| |
| |
| |
Het eene vuur
Door
P.N. van Eyck
I, 1
Het bloed wil rust maar 't hart wil 't niet gedoogen,
Het haakt naar de eene rust die nooit vergaat
En drijft het lijf te ontwaken uit zijn logen,
Voort naar de leege luidheid van de straat.
Daar weegt de hitte op grijs-geschroeide pleinen
En 't lijf, vermoeid van 't zwaar en doelloos gaan,
Ter muur geleend, ziet roerloos der fonteinen
Vergeefsche drang, vergeefsche storten aan.
Voelt niet de dorst der smachtend-matte leden,
Want de eeuwge dorst der hunkerende ziel
Heeft tot der drupplen wijsheid zich beleden:
Hoe 't al uit niets rees en tot niets verviel.

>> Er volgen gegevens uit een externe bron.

PR #484, opened 2018-01-17
Remove "Modified names" assertion

### LINKED ISSUE #292: Modified names for (class) is empty
Pants `1.3.0.dev16` is using zinc `1.0.0-X7`, and users have reported the following exception:

```
java.lang.AssertionError: assertion failed: Modified names for com.foo.bar.Baz is empty
                          at scala.Predef$.assert(Predef.scala:170)
                          at sbt.internal.inc.NamesChange.<init>(Changes.scala:31)
                          at sbt.internal.inc.IncrementalNameHashing.sameAPI(IncrementalNameHashing.scala:35)
                          at sbt.internal.inc.IncrementalCommon.sameClass(IncrementalCommon.scala:158)
                          at sbt.internal.inc.IncrementalCommon$$anonfun$7.apply(IncrementalCommon.scala:140)
                          at sbt.internal.inc.IncrementalCommon$$anonfun$7.apply(IncrementalCommon.scala:139)
                          at scala.collection.TraversableLike$$anonfun$flatMap$1.apply(TraversableLike.scala:241)
                          at scala.collection.TraversableLike$$anonfun$flatMap$1.apply(TraversableLike.scala:241)
                          at scala.collection.immutable.HashSet$HashSet1.foreach(HashSet.scala:316)
                          at scala.collection.immutable.HashSet$HashTrieSet.foreach(HashSet.scala:972)
                          at scala.collection.immutable.HashSet$HashTrieSet.foreach(HashSet.scala:972)
                          at scala.collection.TraversableLike$class.flatMap(TraversableLike.scala:241)
                          at scala.collection.AbstractTraversable.flatMap(Traversable.scala:104)
                          at sbt.internal.inc.IncrementalCommon.changedIncremental(IncrementalCommon.scala:139)
                          at sbt.internal.inc.IncrementalCommon.cycle(IncrementalCommon.scala:47)
                          at sbt.internal.inc.Incremental$$anonfun$1.apply(Incremental.scala:78)
                          at sbt.internal.inc.Incremental$$anonfun$1.apply(Incremental.scala:77)
                          at sbt.internal.inc.Incremental$.manageClassfiles(Incremental.scala:122)
                          at sbt.internal.inc.Incremental$.compile(Incremental.scala:77)
                          at sbt.internal.inc.IncrementalCompile$.apply(Compile.scala:60)
                          at sbt.internal.inc.IncrementalCompilerImpl.compileInternal(IncrementalCompilerImpl.scala:132)
                          at sbt.internal.inc.IncrementalCompilerImpl.incrementalCompile(IncrementalCompilerImpl.scala:87)
                          at org.pantsbuild.zinc.Compiler.compile(Compiler.scala:204)
                          at org.pantsbuild.zinc.Main$.run(Main.scala:97)
                          at org.pantsbuild.zinc.Main$.main(Main.scala:16)
                          at org.pantsbuild.zinc.Main.main(Main.scala)
                          at sun.reflect.GeneratedMethodAccessor1.invoke(Unknown Source)
                          at sun.reflect.DelegatingMethodAccessorImpl.invoke(DelegatingMethodAccessorImpl.java:43)
                          at java.lang.reflect.Method.invoke(Method.java:498)
                          at com.martiansoftware.nailgun.NGSession.run(NGSession.java:280)
```

...while recompiling after switching branches. The affected class was changed in the branch, it's possible others were as well.

jvican:
This assertion dates from the time where the whole Zinc 1.x was under
development. As I understand it, it was put in place to make sure that
the names invalidation was correct.

However, the assertion itself is not valid. It violates some legit
scenarios, where there are changes in APIs but there are no changes
in the names.

One of these examples is the following one, provided by @francisdb,
where the original code is:

```
trait T2
trait T1 extends T2 { def foo: String }
class C1 extends T1 { def foo = "test" }
```

And moving `foo` from `T1` to `T2` causes the assertion to fail. In this
concrete scenario, we can see how the API has changed (the hashes are
not the same than the previous scenario) but the names are identical.

There are more examples, some of them I have occassionally run into.

Therefore, this commit should fix #292 once and for all, and end the
pain of those who have kindly complained about it in the ticket. :)


typesafe-tools:
To validate this pull request against other sbt modules, please visit <A HREF="https://jenkins.scala-sbt.org:8592/job/sbt-validator/parambuild/?zinc=pull/484/head&deploy_to_bintray=false&run_sbt_community=false">this link.</A>

eed3si9n (dismissed):
LGTM

eed3si9n:
I retargeted it to 1.1.x.

dwijnand:
Given the number of people impacted by #292 would it be possible to add that test (and/or any others tests) to ensure this use case don't regress?

jvican:
> Given the number of people impacted by #292 would it be possible to add that test (and/or any others tests) to ensure this use case don't regress?
  
Yes, good idea, I'll add that in a new commit.

dwijnand:
Thanks @jvican. If you could rebase it on 1.1.x too, so we don't merge any of the 1.x changes in.

gabro:
We just hit on this 5 minutes ago. Our reproduction case is a bit different:

```scala
trait A {
  def foo(x: String = "default"): Unit
}
trait B extends A {
  def foo(x: String): Unit
}
```

if you move the default from `A` to `B` the assertion fails:

```scala
trait A {
  def foo(x: String): Unit
}
trait B extends A {
  def foo(x: String  = "default"): Unit
}
```

I'm glad this is about to be solved, thanks @jvican!

jvican:
Will be updating this tomorrow.

kubukoz:
I just encountered this for the first time, it's great to see that it's moving so well! Thanks @jvican :)

dwijnand (approved):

En laat zich eindlijk tot berusting raden,
Maar duldend, voelt als 't lijf zich, stervensloom,
En peilt haar diepte in de ijdelheid der daden,
En 't grondloos leed, en de onmacht van den droom.
| |
| |
2
Met zooveel drift van de aarde weg te stormen
En dan, niets méér dan slechts dit smartlijk lied
Uit smaadlijk leed en bitterheid te vormen, -
Waarom, mijn ziel, waarom berust gij niet?

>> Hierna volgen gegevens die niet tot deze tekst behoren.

PR #490, opened 2018-02-16
Fix copy/pasto in definition of IncOptions

retronym:
The wrong default value was being used, but the bug was benign because
that was also just `false`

Droom niet de vrede die gij zoekt daar buiten,
Schreeuwend als gij terugvalt op uw zelf,
Kunt gij dan nóg de blinde drang niet stuiten
Die zich te bloeden stoot aan 't hard gewelf?

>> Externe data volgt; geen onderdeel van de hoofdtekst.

PR #606, opened 2018-10-09
[1.2.x] Fix the extraHash used when reading a V1 file

smarter:
This backports #581 which fixes an issue introduced in #542, the fix
wasn't backported when #542 itself was backported in #599.

Setting extraHash to apiHash is not safe because in
IncrementalNameHashing#sameAPI an error is emitted if the extra hashes
are different and the class is not a trait. Setting it to 0 should be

Gij wilt het licht maar 't licht is niet de waarheid,
Alle gesternten zijn gelijkenis,
Veelvuldig beeld van de ééne, simple klaarheid,
Licht voor bezit maar duister voor gemis.
Wat nut u al dat wemelend geflonker
Als 't niet de bloem is van wat in u bloeit?
Boor dan geduldig kernwaarts door uw donker,
Ook gij draagt diep dat vuur dat eeuwig gloeit.
Gij zult die gloed die leven geeft niet vinden
Zonder veel arbeids, - arbeid zonder klacht,
En als gij moe zijt troosten u de winden
En meer dan al vertroostend wordt de nacht.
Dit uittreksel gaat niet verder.